GaloisInc / pate

Patches Assured up to Trace Equivalence
Other
15 stars 3 forks source link

Provide list of variable names & types to front-end #424

Closed lcasburn closed 2 months ago

danmatichuk commented 3 months ago

As per the discussion today: we're going to slightly generalize this to instead have the verifier construct a list of expressions that are extracted from a particular trace, and use those as the basis for introducing constraints. This just means that the front end is agnostic of how that list gets populated. For example in general the verifier might decide that read_mem32(read_mem32(r3)) is a value that the user might choose to constrain.

For a first cut of this feature, we'll just include: the initial value of any registers that are accessed and any reads from concrete memory addresses (i.e. addresses that are necessarily concrete with respect to the current set of assumptions, including any constraints supplied by the user). So the list of expressions would look like:

[r0, r3, read_mem32(0xdeadbeef)]

As a second cut, we can consider annotating intermediate values in the trace with unique identifiers to facilitate adding constraints to them.
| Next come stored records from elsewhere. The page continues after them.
PR #404, opened 2015-01-26
add __state__

### LINKED ISSUE #353: Store state (built, loaded, deleted) in model
The idea here is to have a virtual field named `__state__` always generated with default value of `:built`. Loading data from the database (be it on Repo.all, Repo.insert or Repo.update) should set its status to `:loaded` while Repo.delete sets it to `:deleted`.

briksoftware:
Closes #353

### DIFF
--- a/integration_test/cases/repo.exs
+++ b/integration_test/cases/repo.exs
@@ -80,16 +80,17 @@ defmodule Ecto.Integration.RepoTest do
   test "insert, update and delete" do
     post = %Post{title: "create and delete single", text: "fetch empty"}
 
-    assert %Post{} = TestRepo.insert(post)
+    assert %Post{__state__: :loaded} = TestRepo.insert(post)
     assert %Post{} = to_be_deleted = TestRepo.insert(post)
-    assert %Post{} = TestRepo.delete(to_be_deleted)
+    assert %Post{__state__: :deleted} = TestRepo.delete(to_be_deleted)
 
     post = TestRepo.one(Post)
+    assert post.__state__ == :loaded
     assert post.inserted_at
     assert post.updated_at
 
-    post = %{post | text: "coming very soon..."}
-    assert %Post{} = TestRepo.update(post)
+    post = %{post | text: "coming very soon...", __state__: :built}
+    assert %Post{__state__: :loaded} = TestRepo.update(post)
   end
 
   test "insert and update binary inferred type values" do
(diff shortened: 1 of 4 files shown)


lib/ecto/schema.ex
```diff
@@ -196,6 +196,8 @@ defmodule Ecto.Schema do
       Module.register_attribute(__MODULE__, :ecto_assocs, accumulate: true)
       Module.register_attribute(__MODULE__, :ecto_raw, accumulate: true)
 
+      Module.put_attribute(__MODULE__, :struct_fields, {:__state__, :built})
```
josevalim: Beautiful. This way it is not listed as a field anywhere, good catch!

test/ecto/schema_test.exs
```diff
@@ -69,6 +69,10 @@ defmodule Ecto.SchemaTest do
     assert Ecto.Model.primary_key(%SchemaModel{uuid: "hello"}) == "hello"
   end
 
+  test "has __state__ attribute" do
```
josevalim: Can we add an assertion that checks that `SchemaModel.__schema__(:__state__) == nil`?

integration_test/cases/repo.exs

For example, we might have a symbolic trace that looks like:

0xabc0:
    r4 <- read_mem32(0xdeadbeef)
0xabc4:
    r5 <- r3 + r4

Which yields a concrete trace that looks like:

Initial Register Values:
r3 <- 2

Trace:
0xabc0:
    read_mem32(0xdeadbeef) -> 42
0xabc4:
    r5 <- 44

If we want to add a constraint that says r5 == 60, we can't simply assert that about the initial value of r5. Instead we need a constraint on the expression: r3 + read_mem32(0xdeadbeef).

To facilitate this we'll want to add a unique identifier to indicate the value of r5 at a particular address, so that the user can simply say r5@0xabc4 rather than needing to be aware of its internal symbolic representation. The verifier can then send just these identifiers to the front end, and knows how to turn them back into formal predicates.

So given this extension we might see this as a list of candidate expressions:

[r3, read_mem32(0xdeadbeef)@0xabc0, r4@0xabc0, r5@0xabc4]

jim-carciofini commented 3 months ago

Sounds good. But I need type for each expression too. Perhaps a list of expression, type pairs.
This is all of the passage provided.